- Problem: Two lines below mark the span: the one containing "Thanks for the PR" and the one containing "cihanandac: @thet Thanks". Set down both, plus every line between, exactly as they stand, and nothing else.

-- Records to use follows --

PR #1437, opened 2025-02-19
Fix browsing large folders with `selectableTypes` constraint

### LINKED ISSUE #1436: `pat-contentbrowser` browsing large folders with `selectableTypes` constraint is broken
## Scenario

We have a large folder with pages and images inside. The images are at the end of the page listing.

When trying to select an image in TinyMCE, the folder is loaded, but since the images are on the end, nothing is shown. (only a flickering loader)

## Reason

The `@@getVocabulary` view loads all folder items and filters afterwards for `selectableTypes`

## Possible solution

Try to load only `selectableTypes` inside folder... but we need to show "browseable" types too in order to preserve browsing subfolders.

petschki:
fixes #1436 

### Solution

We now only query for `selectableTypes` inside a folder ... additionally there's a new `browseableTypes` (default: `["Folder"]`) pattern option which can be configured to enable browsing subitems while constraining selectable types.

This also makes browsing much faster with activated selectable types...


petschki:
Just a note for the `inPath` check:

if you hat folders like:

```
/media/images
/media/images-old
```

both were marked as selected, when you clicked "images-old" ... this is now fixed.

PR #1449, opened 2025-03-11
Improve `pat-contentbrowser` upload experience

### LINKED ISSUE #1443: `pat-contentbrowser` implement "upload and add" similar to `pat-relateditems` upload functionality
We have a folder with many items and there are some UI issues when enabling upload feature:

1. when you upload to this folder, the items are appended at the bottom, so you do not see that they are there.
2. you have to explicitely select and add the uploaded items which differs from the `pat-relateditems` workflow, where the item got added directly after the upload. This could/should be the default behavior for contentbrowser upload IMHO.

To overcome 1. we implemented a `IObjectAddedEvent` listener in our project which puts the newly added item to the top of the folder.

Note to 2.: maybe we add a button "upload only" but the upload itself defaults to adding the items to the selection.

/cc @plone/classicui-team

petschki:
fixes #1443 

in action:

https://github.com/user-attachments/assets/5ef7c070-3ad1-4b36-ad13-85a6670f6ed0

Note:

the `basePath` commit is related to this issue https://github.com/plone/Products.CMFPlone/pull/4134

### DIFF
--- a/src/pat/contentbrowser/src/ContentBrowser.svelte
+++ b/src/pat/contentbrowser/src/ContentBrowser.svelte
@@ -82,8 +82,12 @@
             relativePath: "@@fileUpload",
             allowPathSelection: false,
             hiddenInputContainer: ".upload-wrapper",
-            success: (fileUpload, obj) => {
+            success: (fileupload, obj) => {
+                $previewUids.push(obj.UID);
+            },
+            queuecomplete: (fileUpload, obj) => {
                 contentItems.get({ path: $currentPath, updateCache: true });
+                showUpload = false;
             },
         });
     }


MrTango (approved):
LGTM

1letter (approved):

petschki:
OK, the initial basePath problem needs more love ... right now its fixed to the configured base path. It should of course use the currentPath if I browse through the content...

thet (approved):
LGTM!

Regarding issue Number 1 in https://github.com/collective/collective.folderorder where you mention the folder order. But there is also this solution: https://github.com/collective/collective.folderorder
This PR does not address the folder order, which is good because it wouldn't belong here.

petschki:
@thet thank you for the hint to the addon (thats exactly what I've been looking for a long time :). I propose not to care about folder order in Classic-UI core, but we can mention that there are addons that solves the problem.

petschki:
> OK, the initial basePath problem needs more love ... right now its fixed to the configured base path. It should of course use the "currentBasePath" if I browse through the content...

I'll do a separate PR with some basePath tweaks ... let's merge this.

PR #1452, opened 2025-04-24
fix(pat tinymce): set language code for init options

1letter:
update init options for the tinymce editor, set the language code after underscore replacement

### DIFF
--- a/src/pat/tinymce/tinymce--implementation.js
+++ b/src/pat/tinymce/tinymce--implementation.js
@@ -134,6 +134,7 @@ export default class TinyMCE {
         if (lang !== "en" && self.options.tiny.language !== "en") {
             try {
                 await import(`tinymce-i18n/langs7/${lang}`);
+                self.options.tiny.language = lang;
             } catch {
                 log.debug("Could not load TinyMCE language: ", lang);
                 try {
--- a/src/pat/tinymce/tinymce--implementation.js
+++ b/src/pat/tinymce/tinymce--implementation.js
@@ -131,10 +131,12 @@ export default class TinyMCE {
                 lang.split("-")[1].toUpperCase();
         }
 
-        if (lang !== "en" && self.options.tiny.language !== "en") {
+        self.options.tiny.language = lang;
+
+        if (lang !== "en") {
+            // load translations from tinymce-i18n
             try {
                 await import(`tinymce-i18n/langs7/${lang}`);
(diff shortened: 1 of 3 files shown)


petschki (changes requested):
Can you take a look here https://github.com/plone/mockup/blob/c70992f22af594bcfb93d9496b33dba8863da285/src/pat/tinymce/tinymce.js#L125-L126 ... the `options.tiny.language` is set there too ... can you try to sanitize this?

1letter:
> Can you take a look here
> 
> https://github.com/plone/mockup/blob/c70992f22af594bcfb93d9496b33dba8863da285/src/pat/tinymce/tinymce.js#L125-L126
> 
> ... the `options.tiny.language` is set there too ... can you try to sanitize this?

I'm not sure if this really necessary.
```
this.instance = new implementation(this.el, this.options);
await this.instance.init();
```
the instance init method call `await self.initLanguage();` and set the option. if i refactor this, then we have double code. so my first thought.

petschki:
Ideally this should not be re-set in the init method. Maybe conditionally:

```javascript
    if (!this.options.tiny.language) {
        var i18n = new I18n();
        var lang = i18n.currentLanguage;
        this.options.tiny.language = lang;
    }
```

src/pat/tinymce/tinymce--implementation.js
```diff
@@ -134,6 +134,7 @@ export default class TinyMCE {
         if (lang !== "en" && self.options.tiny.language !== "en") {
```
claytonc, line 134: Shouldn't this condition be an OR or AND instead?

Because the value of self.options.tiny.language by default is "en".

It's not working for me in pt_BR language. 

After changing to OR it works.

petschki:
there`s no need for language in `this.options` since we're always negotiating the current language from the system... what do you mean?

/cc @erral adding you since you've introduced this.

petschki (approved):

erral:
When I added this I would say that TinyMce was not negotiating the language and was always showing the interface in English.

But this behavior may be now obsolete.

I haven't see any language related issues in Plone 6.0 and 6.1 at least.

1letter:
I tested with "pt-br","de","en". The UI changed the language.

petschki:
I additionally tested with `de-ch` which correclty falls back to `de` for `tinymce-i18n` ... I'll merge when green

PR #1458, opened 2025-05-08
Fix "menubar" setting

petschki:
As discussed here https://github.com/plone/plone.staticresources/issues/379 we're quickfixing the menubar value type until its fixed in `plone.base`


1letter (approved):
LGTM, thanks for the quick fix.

-- Records to use concluded --
-- Records to use follows --

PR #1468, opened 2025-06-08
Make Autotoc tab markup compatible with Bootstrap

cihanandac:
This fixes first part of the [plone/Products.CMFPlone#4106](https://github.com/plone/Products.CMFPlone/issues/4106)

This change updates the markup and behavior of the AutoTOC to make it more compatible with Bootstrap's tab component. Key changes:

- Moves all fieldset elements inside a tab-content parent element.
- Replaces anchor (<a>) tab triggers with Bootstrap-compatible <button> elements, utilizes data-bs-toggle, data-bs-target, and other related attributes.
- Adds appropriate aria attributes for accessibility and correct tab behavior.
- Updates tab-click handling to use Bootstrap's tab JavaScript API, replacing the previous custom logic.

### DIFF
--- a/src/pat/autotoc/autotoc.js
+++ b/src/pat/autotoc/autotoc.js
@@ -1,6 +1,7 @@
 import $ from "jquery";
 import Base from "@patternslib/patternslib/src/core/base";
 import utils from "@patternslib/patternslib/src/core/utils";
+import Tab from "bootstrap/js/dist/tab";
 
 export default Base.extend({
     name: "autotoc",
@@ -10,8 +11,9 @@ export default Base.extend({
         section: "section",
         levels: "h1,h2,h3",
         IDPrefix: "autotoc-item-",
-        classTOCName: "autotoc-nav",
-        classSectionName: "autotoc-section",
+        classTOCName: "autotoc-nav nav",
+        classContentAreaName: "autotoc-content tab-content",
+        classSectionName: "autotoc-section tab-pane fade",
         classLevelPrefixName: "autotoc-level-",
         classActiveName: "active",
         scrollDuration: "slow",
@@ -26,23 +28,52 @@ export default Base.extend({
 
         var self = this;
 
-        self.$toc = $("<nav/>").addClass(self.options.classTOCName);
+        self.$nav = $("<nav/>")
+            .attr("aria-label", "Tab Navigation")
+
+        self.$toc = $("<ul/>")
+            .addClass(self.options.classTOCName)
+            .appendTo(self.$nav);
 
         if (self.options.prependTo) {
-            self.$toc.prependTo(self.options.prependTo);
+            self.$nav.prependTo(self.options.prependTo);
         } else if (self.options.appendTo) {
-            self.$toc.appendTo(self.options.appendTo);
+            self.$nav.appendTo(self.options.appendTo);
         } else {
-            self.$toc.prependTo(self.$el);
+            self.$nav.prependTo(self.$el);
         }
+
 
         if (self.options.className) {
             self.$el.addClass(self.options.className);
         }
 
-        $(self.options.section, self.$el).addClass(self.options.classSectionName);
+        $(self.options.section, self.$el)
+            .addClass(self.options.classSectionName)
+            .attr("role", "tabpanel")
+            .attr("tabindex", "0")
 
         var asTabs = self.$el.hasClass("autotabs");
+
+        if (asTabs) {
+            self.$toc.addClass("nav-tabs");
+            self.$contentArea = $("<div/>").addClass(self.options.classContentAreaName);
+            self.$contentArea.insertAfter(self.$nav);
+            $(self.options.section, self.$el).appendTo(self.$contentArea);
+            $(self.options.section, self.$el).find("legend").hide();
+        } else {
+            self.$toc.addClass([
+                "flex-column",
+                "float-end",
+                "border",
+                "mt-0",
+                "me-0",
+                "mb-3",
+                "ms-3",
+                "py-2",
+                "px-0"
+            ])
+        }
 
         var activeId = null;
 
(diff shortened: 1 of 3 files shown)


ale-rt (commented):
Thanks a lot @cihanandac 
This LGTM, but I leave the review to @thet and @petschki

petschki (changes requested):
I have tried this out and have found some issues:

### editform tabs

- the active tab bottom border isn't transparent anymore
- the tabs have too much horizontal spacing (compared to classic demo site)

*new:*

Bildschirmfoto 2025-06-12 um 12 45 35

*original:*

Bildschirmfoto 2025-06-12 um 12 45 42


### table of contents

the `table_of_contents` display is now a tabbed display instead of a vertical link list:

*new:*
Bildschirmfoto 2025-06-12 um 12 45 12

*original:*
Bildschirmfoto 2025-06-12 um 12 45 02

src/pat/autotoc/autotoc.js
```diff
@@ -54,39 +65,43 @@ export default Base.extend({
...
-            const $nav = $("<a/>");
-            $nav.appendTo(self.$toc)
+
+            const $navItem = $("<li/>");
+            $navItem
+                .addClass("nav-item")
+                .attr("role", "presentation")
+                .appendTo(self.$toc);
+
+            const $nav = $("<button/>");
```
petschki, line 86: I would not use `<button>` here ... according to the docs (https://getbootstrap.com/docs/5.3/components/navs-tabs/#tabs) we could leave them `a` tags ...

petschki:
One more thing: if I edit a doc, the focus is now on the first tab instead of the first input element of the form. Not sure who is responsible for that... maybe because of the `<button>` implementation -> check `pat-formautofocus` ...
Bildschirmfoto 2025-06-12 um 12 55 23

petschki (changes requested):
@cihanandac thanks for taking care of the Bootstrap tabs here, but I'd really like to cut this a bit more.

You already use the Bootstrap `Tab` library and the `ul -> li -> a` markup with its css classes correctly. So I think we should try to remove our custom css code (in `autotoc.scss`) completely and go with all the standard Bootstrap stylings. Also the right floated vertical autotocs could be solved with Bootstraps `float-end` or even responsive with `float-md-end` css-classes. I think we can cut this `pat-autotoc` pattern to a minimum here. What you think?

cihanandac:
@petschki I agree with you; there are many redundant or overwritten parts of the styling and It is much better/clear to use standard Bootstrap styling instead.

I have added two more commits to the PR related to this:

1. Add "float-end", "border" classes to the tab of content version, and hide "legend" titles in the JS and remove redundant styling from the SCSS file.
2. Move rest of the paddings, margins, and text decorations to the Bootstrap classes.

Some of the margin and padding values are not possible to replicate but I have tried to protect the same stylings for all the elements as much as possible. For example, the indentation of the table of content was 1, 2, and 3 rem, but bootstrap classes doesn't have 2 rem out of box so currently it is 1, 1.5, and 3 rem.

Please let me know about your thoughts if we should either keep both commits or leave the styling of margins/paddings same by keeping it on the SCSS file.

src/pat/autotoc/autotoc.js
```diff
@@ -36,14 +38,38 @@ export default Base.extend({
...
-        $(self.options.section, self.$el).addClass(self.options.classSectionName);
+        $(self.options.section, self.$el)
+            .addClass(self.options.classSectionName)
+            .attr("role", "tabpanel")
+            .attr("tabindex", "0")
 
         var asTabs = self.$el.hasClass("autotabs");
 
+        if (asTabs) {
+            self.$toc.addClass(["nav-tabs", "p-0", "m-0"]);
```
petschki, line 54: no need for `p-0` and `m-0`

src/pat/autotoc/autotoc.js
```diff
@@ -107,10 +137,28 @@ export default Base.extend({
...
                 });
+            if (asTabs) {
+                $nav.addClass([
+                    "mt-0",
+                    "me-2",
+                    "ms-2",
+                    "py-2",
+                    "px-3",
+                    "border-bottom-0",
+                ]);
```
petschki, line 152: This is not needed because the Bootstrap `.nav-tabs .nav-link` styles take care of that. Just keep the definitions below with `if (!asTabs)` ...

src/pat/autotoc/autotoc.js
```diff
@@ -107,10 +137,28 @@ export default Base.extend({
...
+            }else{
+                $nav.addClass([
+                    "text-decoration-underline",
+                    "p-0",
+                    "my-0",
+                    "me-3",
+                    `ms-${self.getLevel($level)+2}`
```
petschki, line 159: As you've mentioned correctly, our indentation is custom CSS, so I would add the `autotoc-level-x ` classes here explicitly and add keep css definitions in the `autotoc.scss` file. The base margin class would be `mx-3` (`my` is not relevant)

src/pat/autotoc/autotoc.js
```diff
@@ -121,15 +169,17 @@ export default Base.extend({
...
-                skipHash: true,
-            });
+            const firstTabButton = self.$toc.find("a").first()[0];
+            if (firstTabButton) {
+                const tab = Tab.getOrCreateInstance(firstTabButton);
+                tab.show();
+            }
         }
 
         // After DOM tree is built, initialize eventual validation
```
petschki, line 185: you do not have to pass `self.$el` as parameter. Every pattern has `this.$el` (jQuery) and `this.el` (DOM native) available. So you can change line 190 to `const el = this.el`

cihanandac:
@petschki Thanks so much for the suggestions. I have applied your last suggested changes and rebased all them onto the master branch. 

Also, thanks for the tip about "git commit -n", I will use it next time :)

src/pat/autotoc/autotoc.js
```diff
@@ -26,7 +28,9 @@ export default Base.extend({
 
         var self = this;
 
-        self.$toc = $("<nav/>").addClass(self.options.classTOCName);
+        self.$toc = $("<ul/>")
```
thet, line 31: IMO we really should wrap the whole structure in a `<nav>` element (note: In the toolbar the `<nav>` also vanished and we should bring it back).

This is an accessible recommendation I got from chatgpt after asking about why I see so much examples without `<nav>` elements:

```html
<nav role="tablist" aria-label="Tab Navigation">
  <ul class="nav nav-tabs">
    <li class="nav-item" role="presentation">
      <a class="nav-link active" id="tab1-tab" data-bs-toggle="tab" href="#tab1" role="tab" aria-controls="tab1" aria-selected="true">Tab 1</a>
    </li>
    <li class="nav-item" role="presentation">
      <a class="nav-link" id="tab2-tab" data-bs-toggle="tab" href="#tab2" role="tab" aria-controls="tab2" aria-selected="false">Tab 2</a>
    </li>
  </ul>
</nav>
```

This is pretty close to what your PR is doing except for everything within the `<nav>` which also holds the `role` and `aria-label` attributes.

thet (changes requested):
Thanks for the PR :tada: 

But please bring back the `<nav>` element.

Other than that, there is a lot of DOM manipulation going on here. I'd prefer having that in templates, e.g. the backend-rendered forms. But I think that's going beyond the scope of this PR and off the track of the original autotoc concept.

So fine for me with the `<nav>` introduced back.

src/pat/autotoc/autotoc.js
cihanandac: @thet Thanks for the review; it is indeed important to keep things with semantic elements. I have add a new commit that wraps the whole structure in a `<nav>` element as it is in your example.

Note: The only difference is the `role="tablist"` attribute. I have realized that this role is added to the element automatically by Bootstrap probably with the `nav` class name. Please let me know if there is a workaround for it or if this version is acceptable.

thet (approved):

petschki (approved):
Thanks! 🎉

-- Records to use concluded --
-- Records to use follows --

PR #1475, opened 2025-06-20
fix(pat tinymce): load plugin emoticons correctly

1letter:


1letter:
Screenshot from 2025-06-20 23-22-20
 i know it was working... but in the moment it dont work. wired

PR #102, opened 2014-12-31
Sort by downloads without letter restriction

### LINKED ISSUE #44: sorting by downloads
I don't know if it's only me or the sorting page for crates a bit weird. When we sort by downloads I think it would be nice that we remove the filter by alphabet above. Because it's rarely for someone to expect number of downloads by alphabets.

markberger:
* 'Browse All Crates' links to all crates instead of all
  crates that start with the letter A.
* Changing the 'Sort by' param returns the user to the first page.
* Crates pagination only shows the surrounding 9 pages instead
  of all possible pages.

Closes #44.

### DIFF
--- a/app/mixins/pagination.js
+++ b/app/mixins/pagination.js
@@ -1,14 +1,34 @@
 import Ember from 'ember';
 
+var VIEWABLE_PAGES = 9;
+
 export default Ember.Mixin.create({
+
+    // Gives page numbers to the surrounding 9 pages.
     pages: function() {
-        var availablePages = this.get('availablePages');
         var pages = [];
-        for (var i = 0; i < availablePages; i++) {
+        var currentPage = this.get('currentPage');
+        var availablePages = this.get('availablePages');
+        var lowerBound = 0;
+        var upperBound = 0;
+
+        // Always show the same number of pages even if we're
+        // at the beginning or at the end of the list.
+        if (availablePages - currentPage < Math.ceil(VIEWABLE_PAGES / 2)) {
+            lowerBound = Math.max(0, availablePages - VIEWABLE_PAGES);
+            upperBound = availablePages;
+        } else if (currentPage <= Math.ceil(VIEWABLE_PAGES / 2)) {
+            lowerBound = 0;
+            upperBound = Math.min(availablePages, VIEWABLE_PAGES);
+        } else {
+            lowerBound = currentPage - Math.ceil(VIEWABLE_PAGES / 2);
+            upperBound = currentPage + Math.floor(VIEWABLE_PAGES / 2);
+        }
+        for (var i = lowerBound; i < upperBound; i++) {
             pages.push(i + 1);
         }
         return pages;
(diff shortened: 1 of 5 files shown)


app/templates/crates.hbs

-- Records to use concluded --

- Task answer:
Thanks for the PR :tada: 

But please bring back the `<nav>` element.

Other than that, there is a lot of DOM manipulation going on here. I'd prefer having that in templates, e.g. the backend-rendered forms. But I think that's going beyond the scope of this PR and off the track of the original autotoc concept.

So fine for me with the `<nav>` introduced back.

src/pat/autotoc/autotoc.js
cihanandac: @thet Thanks for the review; it is indeed important to keep things with semantic elements. I have add a new commit that wraps the whole structure in a `<nav>` element as it is in your example.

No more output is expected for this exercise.